Furthermore, while this paper considers market size as a moderator of payroll efficiency, other factors such as ownership philosophy, coaching impact and player development likely influence success. Advanced econometric models or machine learning could help better understand the complex, nonlinear relationships between financial decisions and performance. Monitoring the relationship between spending limits and competitive results will be increasingly important as the CBA tightens financial constraints. Teams able to innovate and maximize spending will be in the best position to succeed.
Acknowledgements
I would like to thank Professor Paramveer Dhillon of the University of Michigan for his inspiring guidance and encouragement throughout this research endeavor. Dr. Dhillon’s support is indispensable for the study to be completed the way it is.
References
Basketball Reference. (n.d.). Basketball statistics and history. Basketball-Reference.com. https://www.basketball-reference.com
Burns, M. (2025, June 5). 2025 NBA Team Market Size Rankings. HoopSocial. https://hoop-social.com/nba-team-market-size-rankings
CBA – National Basketball Players Association. (2023) Collective Bargaining Agreement (CBA). Nbpa.com. https://nbpa.com/cba
Gao, J. (2017). Exploring the impacts of salary allocation on team performance. Academia.edu. https://www.academia.edu/96573049/Exploring_the_Impacts_of_Salary_Allocation_on_Team_Performance
Harvardsports. (2023) Pay to Play: An Analysis of Payroll and Performance in the MLB and NBA. The Harvard Sports Analysis Collective. https://harvardsportsanalysis.org/2023/02/pay-to-play-an-analysis-of-payroll-and-performance-in-the-mlb-and-nba/
Leon, S. (2025, March 4). NBA payrolls: Spending big doesn’t always mean winning big. The Sports Cast https://thesportscast.net/2025/03/04/nba-payrolls-spending-big-doesnt-always-mean-winning-big/
Spotrac. (2025). 2025–26 NBA team salary cap tracker. Spotrac.com. https://www.spotrac.com/nba/cap
About the author

Arik Zhang
Arik is a senior at Millburn High School from Millburn, New Jersey. He is deeply passionate about statistics and its applications in business modeling and sports analysis. He also enjoys pursuing a variety of scientific research inspired by his classroom studies. He is a scholarship-holding member of the American Chemical Society and presented his work on molecular synthesis at ACS Fall 2025 in Washington, D.C.

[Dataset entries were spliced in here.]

PR #2965, opened 2019-04-20
Replace st_group knowls with more generic group knowls

kedlaya:
While reviewing Sato-Tate knowls, I noticed that some of them are redundant with knowls for arbitrary groups. Without judging the question of whether Sato-Tate groups should be filed under groups, I would propose that we use generic group knowls to refer to properties of generic groups (order, abelian).

### DIFF
--- a/lmfdb/galois_groups/templates/gg-search.html
+++ b/lmfdb/galois_groups/templates/gg-search.html
@@ -150,7 +150,7 @@ table.ntdata a {
 <th>{{KNOWL('gg.simple_name', title='Name')}}</th>
 <th>{{KNOWL('group.order', title='Order')}}</th>
 <th>{{ KNOWL('gg.parity', 'Parity') }} </th>
-<th>{{ KNOWL('gg.solvable', 'Solvable') }}</th>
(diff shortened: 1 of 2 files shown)


AndrewVSutherland:
@kedlaya Agreed.  Some of the more generic knowls weren't there when I originally added the st_group knowls, but I will go through the knowl links and make changes where appropriate.

AndrewVSutherland:
@kedlaya Nevermind, it looks like you are doing (or have done) what I was going to do (I misread your PR as an issue).  Just let me know when its ready to review.

kedlaya:
I made a couple of changes along these lines, which you can go ahead and merge; but you may want to take a look yourself to see whether there are other places that need similar treatment.

AndrewVSutherland:
@kedlaya Now I know why I was confused by this PR.  You need to submit it to LMFDB:master, not dev (all PRs go to master, we then push code to dev and web from master when appropriate -- this lets us control the timing of when changes appear on beta.lmfdb.org and web.lmfdb.org which are running code directly from github and will update in quasi-real-time (about 5 minutes).

Of if you prefer, I can take care of this in a new PR, just let me know

PR #2966, opened 2019-04-20
Replace st_group knowls with more generic group knowls 

kedlaya:
OK, hopefully this is the right target this time.


AndrewVSutherland:
Looks good, I'll merge as soon as Travis is done.

Issue #2697, opened 2019-01-19
search option to filter CM number fields fields


tscholl2:
It would be nice if there was an option to filter global number fields by whether they are CM.

jwj61:
Sure.  We are not displaying it now because the CM field was introduced in the postgres conversion.  If it is used, then we need to be sure to not push it to the main server until that uses postgres.

edgarcosta:
@jwj61 Okidoki, we have not yet started to use prod.lmfdb.xyz, before we do, most likely we will copy the nfields table.

@tscholl2, Given your shown interest in doing it yourself.
Here is how I would do it:
1- Display if a field is CM or under the invariants and properties box 
Under invariants the knowl to use is`ag.cm_field`
This would be done by editing:
- the template: https://github.com/LMFDB/lmfdb/blob/master/lmfdb/number_fields/templates/number_field.html
- and the function that calls the template https://github.com/LMFDB/lmfdb/blob/master/lmfdb/number_fields/number_field.py#L335

2- Add the search by CM
This amounts to edit the 3 files:
- https://github.com/LMFDB/lmfdb/blob/master/lmfdb/number_fields/templates/number_field_search.html
- https://github.com/LMFDB/lmfdb/blob/master/lmfdb/number_fields/templates/number_field_all.html
- https://github.com/LMFDB/lmfdb/blob/master/lmfdb/number_fields/number_field.py#L693

Let me know if you have any questions.
I'm happy to give more details and answer questions.

tscholl2:
Ok I think I am getting pieces of it. My plan for the search is to use a `<select>` with three options: `""`, `"true"`, and `"false"`.

Does the [`WebNumberField`](https://github.com/LMFDB/lmfdb/blob/fa39b0e46b1a5e16c2145641708649141bd892d9/lmfdb/WebNumberField.py) class also need a `is_cm` method?

jwj61:
Yes, add the method to WebNumberField and then use it.

I don't like blank as an option for the select.  See the CM select for elliptic curves.

AndrewVSutherland:
Agreed, blank should be avoided on selects.

edgarcosta:
To be clear, the default value of the select should always be "", what you put on the text is up to you.
Otherwise, clean_submit that cleans up the url by removing superfluous constraints doesn't remove that constraint.

For example, Elliptic curves does that wrong with `surj_quantifier` and even if you don't specify anything your URL always looks like:
[...]

Issue #482, opened 2015-10-28
Search number fields by root discriminant


AurelPage:
Feature request: it is annoying (and prone to error) to type lots of zeros when searching for large degree number fields by discriminant. It would be nice if we could search by root discriminant.

jwj61:
Done by #2970

PR #2970, opened 2019-04-21
Number fields: adds search/display for CM and root discriminant

jwj61:
From the search page for number fields, you can pick CM, not-CM, or leave blank, and can put in a range for the root discriminant of a field.

On the page of a number field, we say if the field is CM or not.  The root discriminant is listed on the page and in the properties box.  If it is larger than 9999, we put commas in the root discriminant.  For example

http://127.0.0.1:37777/NumberField/11.11.779296860357698534095483320599059601917194890273797415048589282424956242368505315786699569648072067627971942731199225.1

On this page on beta

http://beta.lmfdb.org/NumberField/11.11.779296860357698534095483320599059601917194890273797415048589282424956242368505315786699569648072067627971942731199225.1

notice that in the list of ramified primes, the big prime has an L at the end (courtesy of python).  That has been removed in this pull request.

Also on this page, the properties box is quite wide because the label is so long.  One solution would be to put an ellipses in the middle if the label has more than 30 characters.  It is already at the top of the page, so it would not be a big loss.

### DIFF
--- a/lmfdb/number_fields/code.yaml
+++ b/lmfdb/number_fields/code.yaml
@@ -41,6 +41,11 @@ discriminant:
   pari:  K.disc
   magma: Discriminant(K);
 
+rd:
+  sage: (K.disc().abs())^(1./K.degree())
+  pari: abs(K.disc)^(1/poldegree(K.pol))
+  magma: Abs(Discriminant(K))^(1/Degree(K));
+
 ramified_primes:
   sage:  K.disc().support()
   pari:  factor(abs(K.disc))[,1]~
--- a/lmfdb/number_fields/number_field.py
+++ b/lmfdb/number_fields/number_field.py
@@ -5,13 +5,13 @@ import ast, os, re, StringIO, time
 import flask
 from flask import render_template, request, url_for, redirect, send_file, flash, make_response
 from markupsafe import Markup
-from sage.all import ZZ, QQ, RealField, PolynomialRing, NumberField, latex, primes, pari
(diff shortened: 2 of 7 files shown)


jwj61:
This would address issues #482 and #2697

AndrewVSutherland:
Looks good, just a few comments:

- I assume you are going to create the nf.cm_field knowl once this is merged? (I see the link is there).  
- Searching on root discriminant ranges feels slow (but not horrible), do we need to add an index?  Perhaps we should wait and see what performance is like once this is live on beta.
- The property box in your example above is certainly wide :)  I would vote for shortening the label (with dots in the middle) if it is more than 30 digits.

None of the comments above are reasons not to merge, so I will do so.

jwj61:
I think we do need an index.

jwj61:
Knowl for cm field is now in place

AndrewVSutherland:
@jwj61 We have added an index for root discriminant on both the beta and production databases.  Queries with a narrow range on root discriminant are now quite quick, e.g.

http://www.lmfdb.org/NumberField/?start=0&rd=10-11

however queries with a larger range (where large means a range that postgres believes will produce a lot of results) are still slow, e.g.

http://www.lmfdb.org/NumberField/?start=0&rd=1-10

This is due to the fact that the query planner in postgres will prefer a linear index scan when it expects many results, because it assumes it can more quickly find the first 1000 results using a linear scan, but this may wind up causing it to scan all the quadratic fields before it gets the first 1000 results (or even the first 50).  This is a general issue that arises elsewhere and is not trivial to resolve (and not something we are going to be able to address for 1.1)

PR #2972, opened 2019-04-21
Extend local field browse table to degree 15

jwj61:
The change is the browse table at

  http://beta.lmfdb.org/LocalNumberField/

where the degree direction has been extended thanks to new additions


roed314:
Looks good to me!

In his capacity as a student leader, Arik is committed to fostering interdisciplinary work. As the head editor of the Sports section of his school newspaper, he integrates statistics and analysis into reporting to expand the depth of complexities of stories . As co-president of the Science Olympiad team, Arik combines rigorous scientific thinking with team-building to cultivate a collaborative, high-achieving culture.
Arik is also a strong believer in community service and education. As captain of the Millburn Limited Prep speech team, he coordinates and coaches year-round speech and debate classes at local schools. He also directed a summer speech camp for elementary- and middle-school students during the summer of 2025, the proceeds from which were donated to organizations serving local communities in-need.